The registrant's other certifying officer and I have disclosed, based on our most recent evaluation of internal control over financial reporting, to the registrant's auditors and the audit committee of registrant's board of directors (or persons performing the equivalent functions):
a.
All significant deficiencies and material weaknesses in the design or operation of internal control over financial reporting which are reasonably likely to adversely affect the registrant's ability to record, process, summarize and report financial information; and
b.
Any fraud, whether or not material, that involves management or other employees who have a significant role in the registrant's internal control over financial reporting.


Date:
July 28, 2017
 
 
 
 
 
 
 
 
 
/s/ David R. Callen
 
 
 
David R. Callen
 
 
 
Senior Vice President and Chief Financial Officer
 




Exhibit 32.1

CERTIFICATION PURSUANT TO
18 U.S.C. §1350,
AS ADOPTED PURSUANT TO
SECTION 906 OF THE SARBANES-OXLEY ACT OF 2002

In connection with the Quarterly Report of Select Comfort Corporation (the “Company”) on Form 10-Q for the quarter ended July 1, 2017 , as filed with the Securities and Exchange Commission on the date hereof (the “Report”), the undersigned, Shelly R. Ibach, Chief Executive Officer of the Company, solely for the purposes of 18 U.S.C. §1350, as adopted pursuant to Section 906 of the Sarbanes-Oxley Act of 2002, does hereby certify, to her knowledge, that:

 
(1)
The Report fully complies with the requirements of Section 13(a) or 15(d) of the Securities Exchange Act of 1934; and

 
(2)
The information contained in the Report fairly presents, in all material respects, the financial condition and results of operations of the Company.
 
Date:
July 28, 2017
 
 
 
 
 
 
 
 
 
/s/ Shelly R. Ibach
 
 
 
Shelly R. Ibach
 
 
 
Chief Executive Officer

A signed original of this written statement required by Section 906 of the Sarbanes-Oxley Act of 2002 has been provided to the Company and will be retained by the Company and furnished to the Securities and Exchange Commission or its staff upon request.

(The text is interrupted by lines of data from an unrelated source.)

PR #3128, opened 2024-02-23
feat: pass examples given in the `FieldDefinition` to the `OpenAPIMediaType`

### LINKED ISSUE #3076: Bug: Examples not appearing in OpenAPI request
### Description

This could be user error.  Trying to add examples to the request body.
The body has no problem with generating the schema and "example value" based on the structure but I can't seem to get the "examples" working.

Much prefer having the examples decoupled from the model lib, so if I could get this working it would be awesome!

Thanks!

_No response_

### MCVE

```python
@post(path="/signals", tags=["signals"])
async def get_signals(
        data: Annotated[SignalRequest, Body(
            title="Get Signals",
            description="Get signals.",
            examples=[
                Example(
                    summary="Example 1",
                    description="use csv",
                    value={
                        "test": "this"},
                ),
                Example(
                    summary="Example 2",
                    value={
                        "test": "this"},
                )
            ]
        )],
) -> dict:
```

### Steps to reproduce

_No response_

This certification accompanies the Report pursuant to Section 906 of the Sarbanes-Oxley Act of 2002 and shall not be deemed filed by the Company for purposes of Section 18 of the Securities Exchange Act of 1934, as amended.
 
 






Exhibit 32.2

CERTIFICATION PURSUANT TO
18 U.S.C. §1350,
AS ADOPTED PURSUANT TO
SECTION 906 OF THE SARBANES-OXLEY ACT OF 2002

In connection with the Quarterly Report of Select Comfort Corporation (the “Company”) on Form 10-Q for the quarter ended July 1, 2017 , as filed with the Securities and Exchange Commission on the date hereof (the “Report”), the undersigned, David R. Callen, Senior Vice President and Chief Financial Officer of the Company, solely for the purposes of 18 U.S.C. §1350, as adopted pursuant to Section 906 of the Sarbanes-Oxley Act of 2002, does hereby certify, to his knowledge, that:

 
(1)
The Report fully complies with the requirements of Section 13(a) or 15(d) of the Securities Exchange Act of 1934; and

 
(2)
The information contained in the Report fairly presents, in all material respects, the financial condition and results of operations of the Company.

Date:
July 28, 2017
 
 
 
 
 
 
 
 
 
/s/ David R. Callen
 
 
 
David R. Callen
 
 
 
Senior Vice President and Chief Financial Officer

A signed original of this written statement required by Section 906 of the Sarbanes-Oxley Act of 2002 has been provided to the Company and will be retained by the Company and furnished to the Securities and Exchange Commission or its staff upon request.

This certification accompanies the Report pursuant to Section 906 of the Sarbanes-Oxley Act of 2002 and shall not be deemed filed by the Company for purposes of Section 18 of the Securities Exchange Act of 1934, as amended.